A Santa Casa de Misericórdia ou simplesmente Santa Casa – pois a nomenclatura é o que menos importa – foi adotada pela população conquistense que a tem como um lugar aprazível de acolhimento de enfermos, especialmente para quem não tem condições de custear com recurso próprio os exames e procedimento médicos que vão desde o ambulatorial, diagnóstico por imagem, consultas médicas até incisões cirúrgicas de alta complexidade.

Depois do financiamento do SUS para procedimento de média e alta complexidade, o hospital tornou-se um gigante nesse segmento de saúde bastante conhecido pela comunidade regional, exatamente pela relevância de seus serviços – isso chega a mais de 70% de oferta de serviço aos SUS. Esse portfólio de serviços e a ofertas de leitos vêm garantindo há décadas que a população pobre possa ter atendimento qualificado. Esse atendimento é fundamental e de incomensurável importância, sobretudo em momentos difíceis de grande sofrimento de familiares e amigos por causa da dor de um ente querido.

O que não significa que essa instituição não tenha problemas financeiros e dificuldades econômicas, inclusive no atendimento à população referenciada. O diferencial está na disposição administrativa em oferecer a população um bom serviço e na busca pela humanização no atendimento por meio de sua equipe multiprofissional. Isso passa pelo planejamento administrativo e financeiro e custeio dessas ações, pois não existe preço na filantropia e sim custo para execução desses serviços.

Todo esse esforço coletivo hercúleo poderá ser em vão, pois o prefeito de Vitória da Conquista está disposto a destruir a instituição filantrópica da dimensão e da importância da Santa Casa. Apenas com uma canetada aproximadamente na ordem de 4 milhões, o gestor destruirá dezenas de milhares de postos de trabalho, impedirá mais de 20 mil pessoas (por mês) de serem atendidas. Isso levará o município ao mais absoluto sofrimento humano e financeiro.

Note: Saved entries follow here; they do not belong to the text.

Issue #435, opened 2019-10-15
[Refactor] Agent: single executable per radio


arnout:
## Description

The agent architecture is currently a bit weird. It has an agent process with a main thread that is mostly idle and a backhaul manager thread and a platform manager thread. Then for each radio, there is a separately forked slave, again with a main thread that is mostly idle, and a slave thread and an ap manager thread. Each slave again forks a separate monitor process.

This is too complicated.

In a first step, we want to merge the monitor into the slave, still as a separate thread.

In a second step, we want to connect the slaves directly to the bus. Currently, the backhaul manager is responsible for forwarding some 1905/map messages to the slaves, but they could just as well receive them directly.

In a third step, we want to reduce the number of threads. Since all these threads are listening to sockets, we can have just a single select that monitors all sockets. Only the platform manager may need a separate thread since it has to interact with the platform bus mainloop.

morantr:
I think the first step should moving out the ap_manager thread out to monitor the process, and call it radio manager, which will have to classes inside it: ap_manager and monitor (I really consider to change its name to "measurment_manager").

second, make the son_slave be derived from btl instead of the backhaul_manager, and move out all parts of backhaul_manager that are not related to physical link establishment to the son_slave.
as part of it, change the son_slave name to agent, and run only one instance of it.

third, make the master thread to be derived from btl instead of mrouter, and remove mrouter.
bonus: change thread name to controller :)

I think that the backhaul manager should have a thread of its own since we don't want the agent to be blocked while waiting for some radio operation (like scanning).

tomereli:
![](https://github.trello.services/images/mini-trello-icon.png) [mrouter refactoring](https://trello.com/c/ubEitQl9/3-mrouter-refactoring)

tomereli:
![](https://github.trello.services/images/mini-trello-icon.png) [mrouter refactoring](https://trello.com/c/6CLMwoNb/6-mrouter-refactoring)

PR #452, opened 2019-10-28
Feature/ucc listener run internally on controller and agent

morantr:
Replace cli_ucc_listener and wfa_ca module on the controller with controller and agent ucc listener threads.


agent/src/beerocks/slave/son_slave_thread.cpp
```diff
@@ -3568,10 +3568,12 @@ bool slave_thread::slave_fsm(bool &call_slave_select)
     case STATE_BACKHAUL_MANAGER_CONNECTED: {
         LOG(TRACE) << "MASTER_CONNECTED";
 
+        master_socket = backhaul_manager_socket;
+        master_socket->setPeerMac(backhaul_params.controller_bridge_mac);
```
tomereli, line 3597: Are you sure this has no effect? When `wlan_settings.band_enabled` is 0, `master_socket` was never set, and now you always set it.

tomereli (changes requested):
Can you explain a bit more in the commit message?

tomereli (commented):
The first commit message is very informative, but it looks more like a brainstorming between you and yourself than a commit message. I would rephrase it to be something like:

> The ucc listener in the agent should ideally reside in the backhaul manager, since there should be only one. Unfortunately, doing so causes inconsistency on send_cmdu function which on the controller uses a socket, while in the backhaul manager is using the bus.
The son slave which runs the ucc listener is defined in the agent configuration file for the sake of simplicity.

However, I have several issues with this approach:

1. Having 2 different ports for UCC listeners for controller and agent is confusing. Why should we run both? We are either doing controller certification OR agent certification, never in the same time, right? So I would expect a single UCC listener which supports all types of commands. In this case I would still prefer the listener to be an external application which has access to the bus and can send CMDUs to the agent and controller - this way we can have a single termination point for all UCC commands.

2. Regarding "First I thought to implement it in the backhaul manager, but it caused
inconsistency on send cmdu function which on the controller, uses
a socket, and on the backhaul manager uses the bus, so I have decided to
implement it on son_slave." - I think the backhaul manager is the only logical place to run this thread, if we decide to go with this approach. Also you said yourself that we need to remove the mrouter (https://github.com/prplfoundation/prplMesh/issues/435#issuecomment-542319551) so why not do that and align `send_cmdu`?

tomereli (commented):
The second commit is impossible to review, it would have been better to do it gradually so we can see which parts are copy paste from the wfa_ca / ucc listener. Is there any way you can make it easier to review? Perhaps add comments where the new implementation was modified?

tomereli (changes requested):
Fourth commit - I assume that a followup commit fixes test_flows.sh? Note that it has to be part of this PR, otherwise it won't pass CI..

tomereli (changes requested):
8th commit - I think that from this point this deserves a separate PR, after fixing the test_flows.sh.

tomereli (commented):
"Modify backhaul manager constructor" commit - Based on the commit message, this should be a fixup commit to the one that added `agent_ucc_listener`

agent/src/beerocks/slave/son_slave_thread.cpp
morantr: The opposite, if the band enable is 0 the master socket was set immediately.
Basically, the cases in which the socket is not set are on all the cases we do slave_reset(), which we unset it there anyway. So if we didn't go to slave reset, we need to set it.

morantr:
1)
> The first commit message is very informative, but it looks more like a brainstorming between you and yourself than a commit message. I would rephrase it to be something like:
> 
> > The ucc listener in the agent should ideally reside in the backhaul manager, since there should be only one. Unfortunately, doing so causes inconsistency on send_cmdu function which on the controller uses a socket, while in the backhaul manager is using the bus.
> > The son slave which runs the ucc listener is defined in the agent configuration file for the sake of simplicity.

Ok, acceptable, I will change it when I'll rebase.

2)
> However, I have several issues with this approach:
> 
> 1. Having 2 different ports for UCC listeners for controller and agent is confusing. Why should we run both? We are either doing controller certification OR agent certification, never in the same time, right? So I would expect a single UCC listener which supports all types of commands. In this case I would still prefer the listener to be an external application which has access to the bus and can send CMDUs to the agent and controller - this way we can have a single termination point for all UCC commands.

You can use whatever port you wish, it is configurable on the controller/agent config file.
You can even shut the ucc_listener by setting the port number to zero.
But you can't use them both on the same port, because it is impossible to bind a specific port twice.
Anyway, If I remember correctly, the ucc uses different ports for Agent and Controller. Also, even if we would have use external ucc_listener we still would have to use 2 instances which listen to 2 different port because it is impossible to know which command is destined for for each entity.

3) 
> 2. Regarding "First I thought to implement it in the backhaul manager, but it caused
>    inconsistency on send cmdu function which on the controller, uses
>    a socket, and on the backhaul manager uses the bus, so I have decided to
>    implement it on son_slave." - I think the backhaul manager is the only logical place to run this thread, if we decide to go with this approach. Also you said yourself that we need to remove the mrouter ([#435 (comment)](https://github.com/prplfoundation/prplMesh/issues/435#issuecomment-542319551)) so why not do that and align `send_cmdu`?

You are right, but for that to happen, first need to do some refactoring - deleting mrouter, and turn the master thread to bus socket thread.

4)
> The second commit is impossible to review, it would have been better to do it gradually so we can see which parts are copy paste from the wfa_ca / ucc listener. Is there any way you can make it easier to review? Perhaps add comments where the new implementation was modified?

Basically I didn't change much. Most of the code is copy-past. The only changes I did is to remove all bml related code from ucc_listener parts , and on wfa_ca part, create use the newly defined virtual functions on the command handler instead of just use them directly on the file. 

5)
> Fourth commit - I assume that a followup commit fixes test_flows.sh? Note that it has to be part of this PR, otherwise it won't pass CI..

I know. I am waiting for @rmelotte to finish the python script which will simulate the UCC, and then I'll push a fixup for that commit that aligns test_flows.sh with the new script.

6)
> 8th commit - I think that from this point this deserves a separate PR, after fixing the test_flows.sh.

These commit stand on its own and can be part of this PR since they are related. Besides, I already did it here, and I don't think it will give us any benefit to move it now.

7)
> "Modify backhaul manager constructor" commit - Based on the commit message, this should be a fixup commit to the one that added `agent_ucc_listener`

Why? How is it related to it? This commit is something I "fixed" which is not related to the PR (except the reason I did it).

rmelotte:
@morantr I didn't want to add commits on your branch directly in case you need to rewrite history, so I pushed to a separate branch instead: `dev/test_flows_capi_commands`.
At the moment, only one test is failing: test higher layer data payload.
It fails with:
```
status,INVALID,errorCode,param name 'tlv_value' has value with invalid format
```
I will look into this tomorrow, but as you can see there seem to be an issue with one of the validations of the `tlv_value` field.

rmelotte:
I added [a commit](https://github.com/prplfoundation/prplMesh/commit/a29d3effefa5e189e88a21c0413622a12db6ab55) on `dev/test_flows_capi_commands` to fix the test that was failing. 
The issue was in test_flows.sh, not the validation.

common/beerocks/bcl/source/beerocks_ucc_listener.cpp
```diff
@@ -0,0 +1,1027 @@
...
+ */
+
+/*
+ * In order to to send WFA-CA command, send message with netcat a specific on port which is set on
+ * beerocks_agent.conf or beerocks_controller.conf under the field "ucc_listener_port".
+ * Example:
+ *     echo -n <command> | nc <bridge_ip_addr> <port>
+ */
+
+#include "../include/beerocks/bcl/beerocks_ucc_listener.h"
```
arnout, line 16: AFAICS the include directory is passed with a `-I` option, so `#include <beerocks/bcl/beerocks_ucc_listener.h>` should work.

(nitpick)

tomereli (commented):
I really like commit 162f9e2 and especially the elaborate commit message. Kudos.

agent/src/beerocks/slave/agent_ucc_listener.cpp
```diff
@@ -0,0 +1,133 @@
...
+}
+
+/**
+ * @brief Clears configuration on Controller database.
+ * 
+ * @return None.
+ */
+void agent_ucc_listener::clear_configuration()
+{
+    // TODO
```
tomereli: Why leave it as TODO? And if so, please refer to an open task.

agent/src/beerocks/slave/agent_ucc_listener.cpp
```diff
@@ -0,0 +1,133 @@
...
+ * @brief Return socket to Agent with bridge 'dest_alid` MAC address.
+ * 
+ * @param[in] dest_alid Agent bridge MAC address.
+ * @return Socket* Socket to the Agent.
+ */
+Socket *agent_ucc_listener::get_dev_send_1905_destination_socket(const std::string &dest_alid)
+{
+    // On the agent side, the dest_alid is not really needed since the destination socket will
+    // always be the controller socket.
+    return *m_controller_sd;
```
tomereli, line 76: Can't `m_controller_sd` be nullptr? this may result with segfault, won't it?
Also, didn't you mean to do `return m_controller_sd` as you return a `Socket *`?

agent/src/beerocks/slave/agent_ucc_listener.cpp
```diff
@@ -0,0 +1,133 @@
...
+
+/**
+ * @brief Get preprepared buffer with CMDU in it.
+ * 
+ * @return std::shared_ptr<uint8_t> Buffer pointer.
+ */
+std::shared_ptr<uint8_t> agent_ucc_listener::get_buffer_filled_with_cmdu()
+{
+    // Currently, no such buffer on agent side.
+    return std::shared_ptr<uint8_t>();
```
tomereli: so why not return `nullptr`?

agent/src/beerocks/slave/agent_ucc_listener.cpp
```diff
@@ -0,0 +1,133 @@
...
+/**
+ * @brief Send CMDU to destined Agent.
+ * 
+ * @param[in] sd Agent socket
+ * @param[in] cmdu_tx CMDU object
+ * @return true if successful, false if not.
+ */
+bool agent_ucc_listener::send_cmdu_to_destination(Socket *sd, ieee1905_1::CmduMessageTx &cmdu_tx)
+{
+    if (*m_controller_sd == nullptr) {
```
tomereli, line 99: What type is `m_controller_sd`? is it `shared_ptr`? why do you need to dereference it?

agent/src/beerocks/slave/agent_ucc_listener.cpp
```diff
@@ -0,0 +1,133 @@
...
+        err_string = "parameter 'bss_info' is not relevant to the agent";
+        return false;
+    }
+
+    if (params.find("backhaul") == params.end()) {
+        err_string = "parameter 'backhaul' is missing";
+        return false;
+    }
+
+    // TODO
```
tomereli: Please refer to an open task in the TODO

agent/src/beerocks/slave/agent_ucc_listener.h
```diff
@@ -0,0 +1,49 @@
...
+    std::shared_ptr<uint8_t> get_buffer_filled_with_cmdu() override;
+    bool send_cmdu_to_destination(Socket *sd, ieee1905_1::CmduMessageTx &cmdu_tx) override;
+    bool handle_dev_set_config(std::unordered_map<std::string, std::string> &params,
+                               std::string &err_string) override;
+
+    const std::string &m_vendor;
+    const std::string &m_model;
+    const std::string &m_bridge_iface;
+    std::string m_bridge_mac;
+    Socket **const m_controller_sd;
```
tomereli, line 42: Oh, now I see it.... Why is it `**`?? Why not a simple pointer or shared_ptr?

agent/src/beerocks/slave/son_slave_thread.cpp
```diff
@@ -119,6 +119,17 @@ bool slave_thread::init()
         return false;
     }
 
+    if (config.ucc_listener_slave_hostap_iface == config.hostap_iface &&
```
tomereli, line 122: Please also add a flag which disables UCC completely in both agent and controller since it has effect on the code.

agent/src/beerocks/slave/agent_ucc_listener.h
morantr: It is pointer to pointer since the son_slave is manging the controller socket pointer and it can modify it. That way it is promised that if the son_slave will change it, the ucc_listener would "know" about it.

agent/src/beerocks/slave/agent_ucc_listener.cpp
morantr: see https://github.com/prplfoundation/prplMesh/pull/452#discussion_r342985412

agent/src/beerocks/slave/agent_ucc_listener.cpp
morantr: It is the same thing.

agent/src/beerocks/slave/agent_ucc_listener.cpp
morantr: see https://github.com/prplfoundation/prplMesh/pull/452#discussion_r342985412

agent/src/beerocks/slave/son_slave_thread.cpp
morantr: There is already. It is the port number. If the port is zero, it means disable. (look one line down).

agent/src/beerocks/slave/agent_ucc_listener.cpp
morantr: done

agent/src/beerocks/slave/agent_ucc_listener.cpp
morantr: done

agent/src/beerocks/slave/agent_ucc_listener.cpp
tomereli: `nullptr` would be more appropriate IMHO. This just raises questions for anyone who will bump into this code. Also, should add a TODO to the comment with reference to an open task if this is bound to be changed.

agent/src/beerocks/slave/agent_ucc_listener.h
tomereli: This should be a shared_ptr then, and the son_slave should notify the listener on changes to the socket instead of relying on the pointer to be changed "under your feet".

agent/src/beerocks/slave/son_slave_thread.cpp
tomereli: So this should be mentioned in a comment in the configuration file if it isn't already.

tomereli (changes requested):
Mostly nitpicks, apart from the socket handling by the UCC listener. It should be notified by the slave on any changes to the socket. After this we can merge it.

agent/src/beerocks/slave/son_slave_thread.cpp
morantr: done

agent/src/beerocks/slave/agent_ucc_listener.cpp
morantr: By definition shared_ptr<something>() is pointing to nullptr. 😒 
Whatever I'll change it.
There is no need to add a TODO, since we might not need certification buffer.

agent/src/beerocks/slave/agent_ucc_listener.cpp
```diff
@@ -83,7 +84,7 @@ Socket *agent_ucc_listener::get_dev_send_1905_destination_socket(const std::stri
 std::shared_ptr<uint8_t> agent_ucc_listener::get_buffer_filled_with_cmdu()
 {
     // Currently, no such buffer on agent side.
-    return std::shared_ptr<uint8_t>();
+    return std::shared_ptr<uint8_t>(nullptr);
```
tomereli, line 87: I meant just `return nullptr` .... anyway (nitpick)

tomereli (approved):
I'm approving already so not to block this. But if you can fix the remaining comments it would be great.

agent/src/beerocks/slave/agent_ucc_listener.h
morantr: I don't agree with you. IMO this is the most clean/transparent way to do it. The design of the ucc_listener is to have a shared memory with another thread. On the master thread is easy since it has the controller database which holds the relevant sockets is on another file. Here it is more problematic since the socket is on the son_slave and I can't create a circular #include.
As well this is not the purpose of shared_ptr.
shared_ptr purourse is ti hold and not free a memory block as long as it is used. This is not the case here. Even if I turned the pointer to shared_ptr I would still have to pass it as a pointer or reference to shared_ptr to the ucc listener.
As far as I can see these are the alternative solutions:
1. Instead of passing the pointer to the controller socket, passing a callback function (lambda) which will give the current controller socket. The only drawback in this solution is that every time the ucc listener will need the controller socket, it will have to call to the callback function.
2. Create a public function on the ucc_listener that updates the controller socket.
This is a worse idea since every place the son_slave will want to change the controller socket, it will have to call this function. And of course, if a developer will want to change the controller socket in the future, it will have to remember to call this function. This can easily can be forgotten and can lead eventually to bugs.

tomereli: > I don't agree with you. IMO this is the most clean/transparent way to do it. The design of the ucc_listener is to have a shared memory with another thread. On the master thread is easy since it has the controller database which holds the relevant sockets is on another file. Here it is more problematic since the socket is on the son_slave and I can't create a circular #include.

Can't you just use `extern`? no need for circular `#include`.

morantr: I'll tell you what, When I will create the unified agent process, I'll create for it a database class like the controller has. That way the agent class will be much cleaner.

agent/src/beerocks/slave/backhaul_manager/backhaul_manager_thread.h
```diff
@@ -29,9 +30,9 @@ namespace backhaul_manager {
 class main_thread : public btl::transport_socket_thread {
 
 public:
-    main_thread(std::string temp_path_, std::set<std::string> slave_ap_ifaces_,
-                std::set<std::string> slave_sta_ifaces_, int stop_on_failure_attempts,
-                std::string const_bh_slave_);
+    main_thread(const config_file::sConfigSlave &config,
+                const std::set<std::string> &slave_ap_ifaces_,
+                const std::set<std::string> &slave_sta_ifaces_);
```
arnout, line 35: Since you're storing references to the arguments in the main_thread object, I think there should be a (doxygen) comment that clarifies that the lifetime of those arguments must surpass that of the main_thread object itself.

arnout (approved):
This is an excellent pull request, with nice commit messages and of course good content as well. I really like how the UCC listener has been implemented.

I've got two nitpick comments so it can be merged as is.

I'm not actually so sure about the "controller: Change database cetification buffer return value type" commit. It doesn't explain why we need to do that. But then, I don't really understand when smart pointers should be passed by reference and when by value.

O prefeito orienta a sua equipe de governo a contrariar o princípio elementar da Constituição Federal (1988), regra pétrea do ordenamento jurídico brasileiro, com a qual todas as outras normas se amparam para fundamentar o princípio da legalidade. Trata-se do Art. 5º que diz que “ninguém será obrigado a fazer ou deixar de fazer alguma coisa senão em virtude de lei”, portanto esse entendimento normativo é escultor de uma das mais belas expressões jurídicas “não há crime sem lei anterior que o defina, nem pena sem prévia cominação legal”. Essa justa razão não exime a Administração Pública do cumprimento de tal princípio, que tem como finalidade estabelecer o Princípio da Legalidade como garantia constitucional e não um princípio individual.

O gestor age à margem da lei – neste sentido é marginal – ao praticar o crime de subtração de valores da Santa Casa de Misericórdia, ferindo o princípio da legalidade ao sequestrar da mesma um valor na ordem de R$ 340.239,44. Pasme meu caro leitor, pois agira à revelia da lei. O sequestro de bens ou dinheiro à pessoa física ou jurídica só é legal se for por decisão judicial – transitada em julgado – ou decorrente de acordo celebrado em sã consciência e juízo perfeito por ambas as partes.

O ofício draconiano – DRAC 043/2019 – continha o Parecer Técnico (02) expedido pela Auditoria da Secretaria Municipal de Educação, por meio do qual apresentou sua análise das metas físicas fixadas (anterior e posterior) como justificativa do sequestro. Negou peremptoriamente o direito à ampla defesa da citada, tratando-a apensa como uma reles apenada, sob a alegação de não haver prestado o serviço (crime de falsificação de informações contábeis?) informado pela conveniada referente à competência de junho de 2019, conforme prevê o Plano Operativo Anual (POA) de 2017 estabelecido no Convenio 002/2013.

Aqui temos um gestor do poder executivo que golpeia a legislação e toma para si as duas outras atribuições do Estado (legislativo e judiciário) numa clara demonstração de absolutismo (des)esclarecido, uma reedição do bonapartismo em que sub-repticiamente assume todos os três poderes, aniquilando o princípio do Estado moderno presente na obra. Do espírito das Leis, uma flagrante destruição da obra Montesquieu.

Esse clássico publicado em 1748 subsidia a formulação de conceitos chaves para desenvolvimento das formas de governo e exercício da autoridade política moderno, alicerçadas nas teorias da ciência política que vem influenciando profundamente o pensamento da democracia contemporânea. Esse politicamente tosco e ignóbil gestor ataca vorazmente à esquerda, e não menos a direita tradicional – liberal – ao adotar medidas inconstitucionais.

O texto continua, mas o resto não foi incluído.